View around the big lake

Panorama view from the lake

The next day, we had time to visit the city of Puerto Aisen before we handed back our car. So, instead of driving ourselves, we were back to carrying our backpacks ourselves and taking buses to move from A to B. In this case, we had to drive about 10 hours from Coyhaique to Cochrane (to finally by our tickets) to continue with a small bus to Villa O'Higgins. This is a small town at the very end of the Carretera Austral, close to the Argentinian border.
The ride itself is a very picture-some trip through remote places of southern patagonia, including a ferry to cross a fjord. We stayed in a bigger hostel and met a swiss family, travelling with bikes from Ecuador to Ushuaia in 7 months. They travel with their 2 kids (4 years and 2 years old), amazing!

Picture stop before Villa O'Higgins
Using the sunny weather again for a hike in the surroundings we spent the day in Villa O'Higgins. From this place, you can cross to Argentina, to El Chalten. But the trip is not as easy as we expected. There is a little ferry / boat that runs 4 times a week to the other side of the large lake between the two countries. On the other side, there is an estancia where you can stay for the night and where you get basic (but nevertheless tasty!) food. Furthermore, you can visit a glacier similar to the Perito Moreno glacier with the boat; a very nice trip.

View to the glacier

The O'Higgins glacier

The standard Whiskey with ice from the glacier

We had the information, that you need to hike 22 km to pass the border to Argentina (to get to the north shore of lago del desierto) but apparently, you should be able to hire horses to carry your back packs. Well, this was the information we had, but the guy with the horses did not show up and the señora did not know where he was... so we had 2 options: Waiting the next day to see if he shows up (or not) or to hike the 22 km (quite scenic) with our full gear (quite heavy) .... We decided to do the second option and it took us more than 7 hours to reach the lake on the Argentinian side, hurting legs and shoulder included. On the other side, there should have been a bus that brings you to El Chalten (37 km) but this bus was already "fully booked" so we (and some more crazy hikers doing the same) had to opt for other options.
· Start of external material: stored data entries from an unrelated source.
PR #48, opened 2015-08-23
Add retro share link open file when exists

PhenomRetroShare:
When the file in the link already exists, RS open it.
Test it in chat lobby. First the file was downloaded and then, if you click a new time on RsLink, the file is opened.


AsamK:
That's useful :+1: 

Just one thing about git usage: could you use "git rebase" instead of "git pull" to base your changes on the latest master branch? That would eliminate the unnecessary merge commits here.

chozabu:
@AsamK I don't mind seeing merge commits in master - maintains just a little more information

PR #58, opened 2015-08-28
Adapt debian/ubuntu package files to use "make install"

AsamK:
This PR removes the manual install commands from debian/rules and replaces them with "make install".
It also removes the unused "builddir" section and adds a new "configure" section that calls qmake.
Finally it updates the *.install files to put installed files in the correct split packages, and adds a call to "dh_install" in "binary_arch" section to actually use the *.install files.


csoler:
I don't see how that can actually work.
The different packages should contain the correct files before the packager is collecting them. That is precisely what the install commands are doing, in each appropriate directory (one per package). if you remove that, the created packages will miss the files right?

AsamK:
No, that's what dh_install now does. It takes the package specific .install files and installs the specified files from the common installation folder "debian/tmp" to the package specific folder.
e.g.: in retroshare06-nogui.install the line "debian/tmp/usr/bin/RetroShare06-nogui" installs the file to "debian/retroshare06-nogui/usr/bin/RetroShare06-nogui"

http://manpages.ubuntu.com/manpages/precise/man1/dh_install.1.html

PR #2421, opened 2021-05-12
Switched video capture to QCamera and removed opencv dependency

csoler:
This can already be tested. I'll do the same for speex.


defnax:
what about when we want use voip plugin on webui ? it will require qt then
i dont know if voip will be ever recoded to get used as plugin in the webui as example.

i know webui doesnt suports yet plugins.
plugin -> js api -> webui

defnax:
by the way you can add the missed options for audio in and output selection into AudioWizard.cpp/ui?
on mumble this was present but on voip plugin is not implemented since years

- Audio Input Device Selection (Microphone)
- Audio Output Device Selection (Speaker/Headphones)

image

 i had the modifyd src/ ui for this page but seems i lost it

https://github.com/mumble-voip/mumble/archive/refs/tags/1.3.4.tar.gz
https://github.com/mumble-voip/mumble/tree/1.3.4/src/mumble

defnax:
i get crash and the camera dont show anything on windows 10, but from master voip with opencv has no issue.

- nothing showin in camera output settings
-  same in chat window always empty

csoler:
make sure you have the qtmultimedia-plugins installed. Otherwise Qt won't see the camera. I dont know to do that on windows.

felisucoibi:
+1

PR #2437, opened 2021-07-01
V0.6 tor control

csoler:
This pull request currently allows to run retroshare-service and retroshare-gui with automated Tor configuration system. It can boot an existing node and most probably can create one too (that I haven't tested myself).

Since TorControl was originally using Qt for slots, mot of the work has been to remove signals/slots and replace them by something else that is Qt-free (for instance rsEvents, callbacks, and an extra loop in the TorManager thread).

The PR is ready for testing.


felisucoibi:
+1

Kumaravinash9:
Thanks @csoler for adding Tor functionality in Retrorshare services

csoler:
Anymore comments from testers?

PR #2450, opened 2021-08-15
V0.6 pgp handler

csoler:
Turns PGPHandler into an abstract class that is derived as OpenPGPSDKHandler to provide a specific implementation for openpgpsdk. This should make it easier to switch to any other PGP package. Also got rid of getAuthGPG(), using static members for AuthGPG instead.


libretroshare/src/gossipdiscovery/p3gossipdiscovery.cc
```diff
@@ -219,7 +219,7 @@ void p3discovery2::removeFriend(const RsPeerId &sslId)
 		std::cerr << std::endl;
 #endif
 		/* pgp peer without any ssl entries -> check if they are still a real friend */
-		if (!(AuthGPG::getAuthGPG()->isGPGAccepted(pgpId)))
+        if (!(AuthGPG::isGPGAccepted(pgpId)))
```
G10h4ck: Now that you are refactoring this please rename `isGPGAccepted` into `isPgpAccepted` note the letters changed not just the casing ;)

libretroshare/src/pgp/pgphandler.cc
```diff
@@ -33,1516 +33,82 @@
...
-#else
-	ops_memory_t *memres = ops_sign_buf(data,len,OPS_SIG_BINARY,OPS_HASH_SHA1,secret_key,ops_false,ops_false,not_raw,not_raw) ;
-#endif
+	for(std::map<RsPgpId,PGPCertificateInfo>::const_iterator it(_public_keyring_map.begin()); it != _public_keyring_map.end(); ++it)
+	{
+		std::cerr << "PGP Key: " << it->first.toStdString() << std::endl;
 
-	if(!memres)
-		return false ;
+		std::cerr << "\tName          : " <<  it->second._name << std::endl;
```
G10h4ck: Isn't better to use `RS_DBG() <<` and friends here so it works also on android without black magic?

G10h4ck (changes requested):

G10h4ck:
Beside the inline comments, shouldn't we use a global pointer + methods like we do for most services like `rsFiles->someMethod()` this way we can easily expose the functionality also to JSON API, moreover i think it is easier to integrate other PGP implementations that way instead of static methods, as another implementation may need to keep some runtime state which is more difficult to do within static stuff.

csoler:
I actually hesitated between the two options. This one has some advantages as well, but otherwise the pointer method would be more consistent with the rest of the code.

G10h4ck:
I agree on keeping it homogeneous with the rest of the code, so please switch to global pointer + methods style now that your are still in time ;)
When I started coding into RS having so different patterns and anti-patterns into different parts of code added much to the entry barrier.

libretroshare/src/gossipdiscovery/p3gossipdiscovery.cc
csoler: done

csoler:
Well actually looking at the code AuthPGP is not a structure that we may expose at the API level. So there's no problem making it static.

libretroshare/src/pgp/pgphandler.cc
G10h4ck: ping

csoler:
ok I fixed both conflicts and std::cerr problems.

PR #2459, opened 2021-08-22
Fix: additional / when combining file paths

hunbernd:
Fix downloaded files stuck in partials folder, when RS not in administrator mode

### DIFF
--- a/libretroshare/src/ft/ftcontroller.cc
+++ b/libretroshare/src/ft/ftcontroller.cc
@@ -735,8 +735,7 @@ bool ftController::completeFile(const RsFileHash& hash)
 		RsDirUtil::splitDirFromFile(fc->mDestination,dst_dir,dst_file) ;
 
 		// We use this intermediate file in case the destination directory is not available, so as to not keep the partial file name.
-
-		std::string intermediate_file_name = src_dir+'/'+dst_file ;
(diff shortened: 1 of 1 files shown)


afAtedg:
Hello,
I just install Retroshare on two friend's computers, and the problem seem to still be there.
**The downloaded file are stuck in the temporary folder.**

I haven't tried to launch it in administrator mode but I am not near the computer now, 
so I will ask my friend to try that when possible.

One computer is running on Win 11 and the other on Win 10.

And the Retroshare version is the latest one downloaded on https://retroshare.cc/downloads.html :
https://github.com/RetroShare/RetroShare/releases/download/v0.6.6/RetroShare-0.6.6-20210313-0-g751fffc30-Qt-5.15.2-x64-setup.exe

Psudonico:
Hello,
I have the same problem.
My computer is running on Win 11

hunbernd:
@Psudonico Do you use the latest version form the website? 
It is too old, and does not include the fix.

ppetr:
Would it be possible to make a release that'd include the patch?

Psudonico:
> @Psudonico Do you use the latest version form the website? It is too old, and does not include the fix.

@hunbernd 
So the question is:  "where can I find the updated version with FIX?"
thanks

PR #2472, opened 2021-09-05
Fixes crash after: (EE) asked to create an invalidated profile that a…

### LINKED ISSUE #2463: Memory corruption if you add a lot of people
If you start adding a lot of friends, the software starts to become unstable. If you add more than 30-40 person, the software crashes. Sometimes, its enough to two or three new persons (or just add the same person again) to trip the program to a segmentation fault, especially if you have more contacts than 50. The profile stays unstable even after restarting it a few times, and it will lose all the newly added contacts, because Retroshare refuses to save the newly added peoeple automatically after adding it (and it expects you to close the program normally to save your profile).

hunbernd:
Fixes crash after: (EE) asked to create an invalidated profile that already exists

createInvalidatedProfile returned with iterator.end() in some cases.
updateInternalData dereferenced the result without checking it first.
It overindexed an array, read some memory trash, then wrote it into an another array.

Closes #2463

### DIFF
--- a/retroshare-gui/src/gui/common/FriendListModel.cpp
+++ b/retroshare-gui/src/gui/common/FriendListModel.cpp
@@ -1052,7 +1052,12 @@ std::map<RsPgpId,uint32_t>::const_iterator RsFriendListModel::createInvalidatedP
 
     if(rsPeers->getGPGDetails(pgp_id,hprof.profile_info))
     {
-        std::cerr << "(EE) asked to create an invalidated profile that already exists!" << std::endl;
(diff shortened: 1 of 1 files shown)


programmingzor:
Please merge this asap. By the way it took us almost 2 weeks to hunt this bug down. Someone may laughs, and says, what takes two weeks to insert 3 lines to the code, but this is the sad reality.

csoler:
There's nothing wrong about spending 2 weeks to hunt down a bug! Thx for the fix.

PR #2496, opened 2021-10-28
Fix NotifyQt::askForPassword QInputDialog is not created in GUI Thread.

PhenomRetroShare:
To test without it, change in:
/retroshare-gui/src/gui/GenCertDialog.cpp:665
QTimer::singleShot(30000, []() { rsNotify->clearPgpPassphrase(); } );
to
QTimer::singleShot(**100**, []() { rsNotify->clearPgpPassphrase(); } );

And create a new node.

### DIFF
--- a/retroshare-gui/src/gui/MainWindow.cpp
+++ b/retroshare-gui/src/gui/MainWindow.cpp
@@ -21,6 +21,7 @@
 #include <QColorDialog>
 #include <QDesktopServices>
 #include <QIcon>
+#include <QInputDialog>
 #include <QMessageBox>
 #include <QPixmap>
 #include <QStatusBar>
@@ -1688,4 +1689,20 @@ void MainWindow::setCompactStatusMode(bool compact)
 	hashingstatus->setCompactMode(compact);
 	ratesstatus->setCompactMode(compact);
 	//opModeStatus: TODO Show only ???
+}
+
+Gui_InputDialogReturn MainWindow::guiInputDialog(const QString& windowTitle, const QString& labelText, QLineEdit::EchoMode textEchoMode, bool modal)
+{
+
+	QInputDialog dialog(this);
+	dialog.setWindowTitle(windowTitle);
+	dialog.setLabelText(labelText);
+	dialog.setTextEchoMode(textEchoMode);
+	dialog.setModal(modal);
+
+	Gui_InputDialogReturn ret;
+	ret.execReturn = dialog.exec();
+	ret.textValue = dialog.textValue();
+
+	return ret;
 }
--- a/libretroshare/src/pgp/openpgpsdkhandler.cc
+++ b/libretroshare/src/pgp/openpgpsdkhandler.cc
@@ -1322,15 +1322,19 @@ bool OpenPGPSDKHandler::decryptTextFromFile(const RsPgpId&,std::string& text,con
 
 bool OpenPGPSDKHandler::SignDataBin(const RsPgpId& id,const void *data, const uint32_t len, unsigned char *sign, unsigned int *signlen,bool use_raw_signature, std::string reason /* = "" */)
 {
-	RsStackMutex mtx(pgphandlerMtx) ;				// lock access to PGP memory structures.
 	// need to find the key and to decrypt it.
-	
-	const ops_keydata_t *key = locked_getSecretKey(id) ;
-
-	if(!key)
+	ops_keydata_t *key = nullptr;
 	{
-        RsErr() << "Cannot sign: no secret key with id " << id.toStdString() ;
-		return false ;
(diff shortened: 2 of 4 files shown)


retroshare-gui/src/gui/MainWindow.cpp
```diff
@@ -1688,3 +1689,21 @@ void MainWindow::setCompactStatusMode(bool compact)
 	ratesstatus->setCompactMode(compact);
 	//opModeStatus: TODO Show only ???
 }
+
+// Called by other thread because Widgets must be created in the GUI thread.
+Gui_InputDialogReturn MainWindow::guiInputDialog(const QString& windowTitle, const QString& labelText, QLineEdit::EchoMode textEchoMode, bool modal)
+{
+
+	RsErr(this->thread(), " <-> ", qApp->thread());
```
G10h4ck: AFAIU you should use `RsDbg` or `RsInfo` here not `RsErr`

libretroshare/src/pgp/pgphandler.cc
```diff
@@ -1381,10 +1381,12 @@ bool PGPHandler::decryptTextFromFile(const RsPgpId&,std::string& text,const std:
 
 bool PGPHandler::SignDataBin(const RsPgpId& id,const void *data, const uint32_t len, unsigned char *sign, unsigned int *signlen,bool use_raw_signature, std::string reason /* = "" */)
 {
-	RsStackMutex mtx(pgphandlerMtx) ;				// lock access to PGP memory structures.
 	// need to find the key and to decrypt it.
-	
-	const ops_keydata_t *key = locked_getSecretKey(id) ;
+	const ops_keydata_t *key = nullptr;
+	{
+		RsStackMutex mtx(pgphandlerMtx) ;				// lock access to PGP memory structures.
```
G10h4ck: better use the `RS_STACK_MUTEX` macro so we avoid compile complaining and better debug is possible

libretroshare/src/pgp/pgphandler.cc
```diff
@@ -1404,35 +1406,38 @@ bool PGPHandler::SignDataBin(const RsPgpId& id,const void *data, const uint32_t
...
+	}
+	if(!secret_key)
+	{
+		std::cerr << "Could not obtain secret key. Signature cancelled." << std::endl;
+		return false ;
+	}
 
 	// then do the signature.
 
+	RsStackMutex mtx(pgphandlerMtx) ;				// lock access to PGP memory structures.
```
G10h4ck: better use the RS_STACK_MUTEX macro so we avoid compile complaining and better debug is possible

retroshare-gui/src/gui/MainWindow.cpp
PhenomRetroShare: Done

libretroshare/src/pgp/pgphandler.cc
PhenomRetroShare: Done

libretroshare/src/pgp/pgphandler.cc
PhenomRetroShare: Done

PhenomRetroShare:
@csoler ;)

libretroshare/src/pgp/pgphandler.cc
```diff
@@ -1381,10 +1381,12 @@ bool PGPHandler::decryptTextFromFile(const RsPgpId&,std::string& text,const std:
 
 bool PGPHandler::SignDataBin(const RsPgpId& id,const void *data, const uint32_t len, unsigned char *sign, unsigned int *signlen,bool use_raw_signature, std::string reason /* = "" */)
 {
-	RsStackMutex mtx(pgphandlerMtx) ;				// lock access to PGP memory structures.
```
csoler: Moving this mutex is really not a good idea: locked_getSecretKey(id) returns a pointer in the middle of a large array containing all key structures. If anything happens to the keyring between the getSecretKey and the use of it, then an undefined behavior will happen.

libretroshare/src/pgp/pgphandler.cc
```diff
@@ -1381,10 +1381,12 @@ bool PGPHandler::decryptTextFromFile(const RsPgpId&,std::string& text,const std:
...
 	// need to find the key and to decrypt it.
-	
-	const ops_keydata_t *key = locked_getSecretKey(id) ;
+	const ops_keydata_t *key = nullptr;
+	{
+		RS_STACK_MUTEX(pgphandlerMtx); // lock access to PGP memory structures.
+		key = locked_getSecretKey(id);
```
csoler: If you really need that mutex here, then copy the struct entirely. It's costly, but that shouldn't be a problem here.

PhenomRetroShare: Done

Luckily, a friendly couple gave us a lift to El Chalten, so we arrived not too late there, tired but happy that we made it, celebrating it with an very tasty dinner in El Chalten.

Scenic hike to El Chlaten

Argentinian border, 6 km to go still

Since we have visited this town already, we took the bus next morning to go straight south to Puerto Natales, the gate for the "Torres del Paine national Park" where we plan to hike some more days until we fly to Santiago de Chile and then further to Sydney and New Zealand by the end of this month.